OPPOSITION wants to renegotiate

International donors are also concerned about the lack of political consensus on how to implement out of the crisis.The conservative New Democracy, spurred by a growing popular discontent after two years of austerity, propose them, measures to boost growth.

Their leader Antonis Samaras called Saturday for early elections, saying that the path followed so far produced no results despite the sacrifices required of the population.

"A renegotiation with our donors to stimulate the economy is a condition to get out of this crisis," he said Sunday at a news conference.

The Socialist Party of George Papandreou has a majority in parliament, but internal differences associated with radical protests against the austerity could lead to early elections, say some observers.

In an interview with Bild am Sonntag, the German Finance Minister Wolfgang Schäuble considers that Greece must have a clear mind about his future in the euro area.

"Belonging to a currency union is an opportunity but also a heavy burden. The measures to align its very difficult and the Greeks must decide whether to bear this burden," he said.

"No one should kid ourselves: without a positive assessment by the troika of the commitments of Greece, the next installment will be paid.So the Greeks must have numbers proving that they stick to the plan. "

His French counterpart Francois Baroin recalled his part that the plan of aid to Greece was a loan, not a gift, save for the euro.

"The observers are in place, they continue their work.Greece knows what she has to do it we have said, she has commitments, she has duties vis-à-vis its creditors, it has the requirement to provide answers. "
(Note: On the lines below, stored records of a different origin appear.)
PR #4027, opened 2018-04-04
WT-4012 Fix lookaside entry count.

agorrod:
We now "pre-allocate" the lookaside entry count by incrementing it by
100 as records are inserted.  At the end, we need to fix up the final
count to match the number that were actually inserted.  That is always a
decrement.

I merged this once and it trigger a stress [test failure](http://build.wiredtiger.com:8080/job/wiredtiger-test-format-stress/65747/), so I reverted and re-created the PR based on the original branch.

### DIFF
--- a/src/btree/bt_read.c
+++ b/src/btree/bt_read.c
@@ -113,7 +113,7 @@ __las_page_instantiate_verbose(WT_SESSION_IMPL *session, uint64_t las_pageid)
  *	Instantiate lookaside update records in a recently read page.
  */
 static int
-__las_page_instantiate(WT_SESSION_IMPL *session, WT_REF *ref, uint32_t btree_id)
+__las_page_instantiate(WT_SESSION_IMPL *session, WT_REF *ref)
 {
 	WT_CACHE *cache;
 	WT_CURSOR *cursor;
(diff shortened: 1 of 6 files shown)


michaelcahill:
@keithbostic, this change seems fine, but did you reproduce the failure and confirm that this change fixes it?

I'm confused if it does because `decrement_cnt` should always be zero.  The call to `__las_remove_block` should always be a noop now that lookaside page IDs are globally unique.

keithbostic:
@michaelcahill 
I did not reproduce the failure: I agreed with your change to switch the code to always decrement, but assumed the problem was keeping `decrement_cnt` in the calculation even if an error had occurred.

I'm a little confused: why are we calling `__las_remove_block` and looking at `decrement_cnt` at all, if it's a no-op?

agorrod:
> why are we calling __las_remove_block and looking at decrement_cnt at all, if it's a no-op?

That's an artefact of previous incarnations of lookaside, that I'm not brave enough to remove right now.

michaelcahill:
FTR, I pushed some changes in aeef510 that are cleanups I found while chasing the failure.  I don't have any reason to believe they fix anything, and I'm happy to split them out to a separate cleanup ticket once the bug is fixed.

agorrod:
sgtm - and lgtm, I'll go ahead and merge.

PR #4032, opened 2018-04-05
WT-4022 Avoid WT_RESTART error return during eviction walk

keithbostic:


keithbostic:
@agorrod, I split WT-4022 out of WT-4017, this is the fix for WT-4022.

agorrod:
Thanks @keithbostic this lgtm - I'd like to revisit the way tree walk flags work in the future, I'll open a new ticket for that.

PR #4033, opened 2018-04-05
WT-4023 naked error returns

keithbostic:
@sueloverso, I was chasing a `WT_ERROR` return today that didn't have an associated message, and so I went looking. I'm asking you for the review because `log.c` is involved.

Thanks!

### DIFF
--- a/src/bloom/bloom.c
+++ b/src/bloom/bloom.c
@@ -268,6 +268,7 @@ __wt_bloom_hash_get(WT_BLOOM *bloom, WT_BLOOM_HASH *bhash)
 	uint64_t h1, h2;
 	uint32_t i;
 	uint8_t bit;
+	int result;
 
 	/* Get operations are only supported by finalized bloom filters. */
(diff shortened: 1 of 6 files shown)


keithbostic:
autobuild: retest this please

src/bloom/bloom.c
```diff
@@ -292,20 +290,20 @@ __wt_bloom_hash_get(WT_BLOOM *bloom, WT_BLOOM_HASH *bhash)
 		WT_ERR(c->get_value(c, &bit));
 
 		if (bit == 0) {
-			result = WT_NOTFOUND;
+			ret = WT_NOTFOUND;
 			break;
 		}
 	}
 	WT_ERR(c->reset(c));
```
agorrod: This call to `WT_ERR` is going to overwrite the saved `ret` value now, isn't it?

keithbostic: @agorrod 
> This call to `WT_ERR` is going to overwrite the saved `ret` value now, isn't it?

Yes, you are correct -- I apologize for the noisy change.

PR #4035, opened 2018-04-06
WT-4017 When evicting during a checkpoint, avoid splits.

michaelcahill:
If eviction has to pull pages into cache (generally because they have lookaside history that is relevant to the checkpoint), we try to evict those pages immediately, writing the correct version to disk in the process.

However, if the eviction causes the page to split (which can happen because a different set of data is visible to the checkpoint than was visible when the page was previously evicted and the lookaside entries written), then splitting up the tree could invalidate the internal page image already calculated by the checkpoint.

The solution taken here is to give up on eviction if it would cause a page to split during a checkpoint.  The pages will stay in cache a little longer (though this should be rare in real workloads), but a valid snapshot of data will be written to disk.


agorrod:
lgtm - @keithbostic please review as well.

PR #4036, opened 2018-04-06
WT-4014 If eviction walk is interrupted, clean up the queue.

michaelcahill:
Later walks assume there is a clear range of the queue and interrupts could violate that assumption.


agorrod:
Thanks @michaelcahill this change looks OK to me. I was a bit worried that something holding the evict lock might wait for an interrupt to be processed (thus would block), but I couldn't see any cases where that would be true, and I think it would fail quickly if it was a problem - I'm going to go ahead and merge.

PR #4037, opened 2018-04-06
WT-3910 Fix evergreen build on macOS.

michaelcahill:
In particular, force the use of Python from mongodbtoolchain/v2 and fix up the libwiredtiger.so path in binaries.


agorrod:
Lgtm

lukech:
lgtm.

PR #4038, opened 2018-04-06
WT-3959 Manage recovery timestamp via a new schema entry.

sueloverso:
Not ready for review.

### DIFF
--- a/src/conn/conn_api.c
+++ b/src/conn/conn_api.c
@@ -1055,9 +1055,10 @@ __conn_close(WT_CONNECTION *wt_conn, const char *config)
 	if (cval.val != 0)
 		F_SET(conn, WT_CONN_LEAK_MEMORY);
 	WT_TRET(__wt_config_gets(session, cfg, "use_timestamp", &cval));
-	if (cval.val != 0 && conn->txn_global.has_stable_timestamp) {
+	if (cval.val != 0) {
 		ckpt_cfg = "use_timestamp=true";
-		F_SET(conn, WT_CONN_CLOSING_TIMESTAMP);
+		if (conn->txn_global.has_stable_timestamp)
+			F_SET(conn, WT_CONN_CLOSING_TIMESTAMP);
 	}
 
 err:	/*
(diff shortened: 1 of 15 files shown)


src/conn/conn_api.c
```diff
@@ -1055,9 +1055,10 @@ __conn_close(WT_CONNECTION *wt_conn, const char *config)
 	if (cval.val != 0)
 		F_SET(conn, WT_CONN_LEAK_MEMORY);
 	WT_TRET(__wt_config_gets(session, cfg, "use_timestamp", &cval));
-	if (cval.val != 0 && conn->txn_global.has_stable_timestamp) {
+	if (cval.val != 0) {
 		ckpt_cfg = "use_timestamp=true";
-		F_SET(conn, WT_CONN_CLOSING_TIMESTAMP);
+		if (conn->txn_global.has_stable_timestamp)
+			F_SET(conn, WT_CONN_CLOSING_TIMESTAMP);
 	}
```
michaelcahill: I'm slightly confused by this change -- what does it mean to set `use_timestamp=true` if there is no `stable_timestamp`?

src/include/meta.h
```diff
@@ -27,6 +27,7 @@
 #define	WT_METAFILE_URI		"file:WiredTiger.wt"	/* Metadata table URI */
 
 #define	WT_LAS_URI		"file:WiredTigerLAS.wt"	/* Lookaside table URI*/
+#define	WT_SYSTEM_URI		"system:info"		/* System info URI*/
```
michaelcahill: How about "system:checkpoint"?  If we want more "system" information in the metadata, I'd be inclined to keep it in separate records so we don't have to synchronize writes from different operation.

sueloverso:
@michaelcahill You might take another quick look. I added a new test to make sure that the timestamp information survives a backup (i.e. in the `WiredTiger.backup` file) but is not part of the filelist that backup generates.

src/conn/conn_api.c
michaelcahill: Okay, I understand the intent -- as we've discussed previously, I feel like we're twisting the checkpoint interface here in a way I find counterintuitive (it would make more sense to me to preserve the last timestamp at which a checkpoint completed and have MongoDB explicitly clear that via some version of `WT_CONNECTION::set_timestamp`).

That's not the subject of this change, though, and something we could revisit in future.

PR #277, opened 2015-11-07
hu translations fixed

attuska:
*_hu_HU.ts files deleted, *_hu.ts files updated, added.


pmattern:
In #274 there was still something wrong at the end, but I didn't see what exactly at fist glance. So it's good you opened another PR which was definitely all right.
Maybe we can discuss that Git thing using a not so complicated example at times.

Thanks again for contributing.

attuska:
I also thank you for your patience. I'll have to learn it.

pmattern:
You're welcome.

Git can be a bit of a beast sometimes. But personally I have to say it's pretty convenient also with regards to translations once you get used to it. If you should be interested in digging into that whole thing a bit more, [www.git-scm.com/book](http://www.git-scm.com/book) is worth every minute you spend reading it, IMO.

PR #279, opened 2015-11-11
Italian translation update

smart2128:


plugin-dom/translations/dom_it.ts
```diff
@@ -0,0 +1,38 @@
+<?xml version="1.0" encoding="utf-8"?>
+<!DOCTYPE TS>
+<TS version="2.0" language="it_IT">
```
philippwiesemann: This could be just "it" (instead of "it_IT") to match the file name.

PR #282, opened 2015-11-24
panel: Fill background

palinek:
Auto filling background is needed for "System" a.k.a. "No Theme"

ref. lxde/lxqt#892


paulolieuthier:
GTM.

intialonso:
Wonderful! Tested here and everything is ok.

PR #284, opened 2015-11-26
Russian translations for the kbindicator plugin

f2404:


palinek:
If there is no difference between the universal (_ru) and the country specific (_ru_RU) we are trying to avoid the duplicity and maintaining only the universal one.

@f2404 If there is difference, please, provide only the _ru* files.

f2404:
@palinek There's no difference between the translations. I will remove the _ru_RU files.
However, I can see that most of other modules contain both _ru and _ru_RU. Are you planning to clean them up?

palinek:
> However, I can see that most of other modules contain both _ru and _ru_RU. Are you planning to clean them up?

Actualy, yes. We would like, but we are lacking manpower...

f2404:
Ok, I will use my another PR for that.

paulolieuthier:
Merged. Thanks.

PR #287, opened 2015-12-20
Enable Vim code completion through the YCM plugin

paulolieuthier:
Switching CMAKE_EXPORT_COMPILER_COMMANDS on tells CMake to ask clang to export compilation information useful for code completion. This is how Vim's YCM works.

@luis-pereira IIRC you use vim. What do you think of this?

### DIFF
--- a/.gitignore
+++ b/.gitignore
@@ -1,3 +1,4 @@
 build
 *.kdev4
 CMakeLists.txt.user
+.ycm_extra_conf.py*
--- a/CMakeLists.txt
+++ b/CMakeLists.txt
@@ -10,6 +10,9 @@ if(NOT CMAKE_BUILD_TYPE)
     set(CMAKE_BUILD_TYPE Release)
 endif()
 
+# generate json used for code completion
+set(CMAKE_EXPORT_COMPILE_COMMANDS ON)
+
 include(CheckCXXCompilerFlag)
 CHECK_CXX_COMPILER_FLAG("-std=c++11" COMPILER_SUPPORTS_CXX11)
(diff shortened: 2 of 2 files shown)


jleclanche:
Why is the python config file needed? Isn't the json enough?

palinek:
...hm I don't know much how the YCM works, but I'm using it happily w/o any such "build" support.

jleclanche:
Same.

paulolieuthier:
@palinek I think YCM is the most used completion plugin. Do you get completion after `.` or `->`? With this PR, you will.

palinek:
> Do you get completion after . or ->? With this PR, you will.

Of course I'm getting the completion...as I've said, I'm using YCM hapily.

paulolieuthier:
Oh, I misunderstood you. Do you have an custom config? It doesn't work out of the box IIRC.

paulolieuthier:
@palinek so are you saying this PR is unecessary? Could you share your setup, then?

palinek:
[This](https://gist.github.com/palinek/791ccd8f92a9c8f03403) is the one, that I'm using for lxqt projects.

Just named all the includes + searching for the ui_*.h dir (don't take the python code too seriously, I've never worked with python before)

paulolieuthier:
That's the point, you have to manually add all paths to the file. This PR makes it automatic, you just have to run CMake. I removed the YCM file, only enabling the export.

jleclanche:
gtm

palinek:
I still think that we shouldn't force to export compile information. It takes resources (think of automatic builds) and now there is no way to turn off this option by the user.

paulolieuthier:
OK.

PR #288, opened 2015-12-22
Remove redundant code from many plugins' configuration classes

paulolieuthier:
I've tested it, but it deserves more, for all plugins. Specially the reset button.


paulolieuthier:
@pmattern can you help me testing this?

pmattern:
The configuration GUIs of all panel plugins seem to behave the same in c94919e and 470bbb0.

Sometimes buttons `Reset` don't seem to have an effect at all. But I couldn't figure out when exactly this takes places and at first glance it doesn't seem to be something introduced by the commits of branch `plugin-config-redundant`.

So GTM. Merging won't do any harm, IMO, but help ironing out problems that eventually still exist.

PR #291, opened 2016-01-05
plugin-tray: Fix native window sizes for high DPI devices

palinek:
closes lxde/lxqt#914


palinek:

PR #293, opened 2016-01-07
taskbar: Refactor/improove window handling logic

palinek:
Logic changed to use just one hash Wid -> LXQtTaskGroup* to directly address "button" upon window props change.

### DIFF
--- a/plugin-taskbar/lxqttaskbar.cpp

In the meantime, the Greek newspaper Kathimerini writes Athens plans to make the country's banks credit guarantees of up to about thirty billion to enable them to access the emergency stop of the central bank.

Excluded from the interbank market, Greek banks have become dependent on the ECB for their refinancing, borrowing in its operations in the money market, in exchange for guarantees in the form of sovereign bonds and other assets.

Steve Jobs left Apple the direction of

Posted in different, information, marketing, networks, plans by admin on August 25th, 2011 | Comments Off

Steve Jobs, Apple's iconic chief, resigned from his position as general manager, said Wednesday night the Apple brand.

On sick leave since January, Steve Jobs has been appointed Chairman of the Board of Directors of Apple and Tim Cook replaces the position of CEO.

"I always said if I ever came to not being able to perform my duties and obligations as CEO of Apple, I'd be the first to let you know. Unfortunately, that day has come" he wrote in his letter of resignation.

For many analysts, the resignation of Steve Jobs, predictable long-standing, should not prevent the group from Cupertino to continue on the path he laid out, marked by timed out.A new iPhone could also be marketed in September and the third version of the iPad tablet in 2012.

"I would say to investors not to panic and stay calm. Is the right thing to do. Steve Cook is president and CEO," responded Colin Gillis, an analyst at BGC Financial.

At 56, Steve Jobs has survived pancreatic cancer and was on sick leave since Jan. 17.

He was briefly interrupted in March when, emaciated, he came to present the new version of the tablet from Apple, the iPad.Steve Jobs was then photographed at a meal with President Barack Obama.

Since sick leave, Tim Cook held the position of CEO on an interim basis.

Steve Jobs spent all day Wednesday at the headquarters of his company in Silicon Valley, officials said a source close to Apple.

He met with the board and his closest collaborators and intends to play an active role in his new role, they added.

"Investors are very comfortable with Tim Cook, even if Jobs was the engine of innovation.Tim has shown that Apple could totally outperform when he was CEO of Apple, "said Shannon Cross, analyst at Cross Research.

Trading in Apple stock was suspended in electronic transactions. By 2300 GMT, it was indicated down 7%.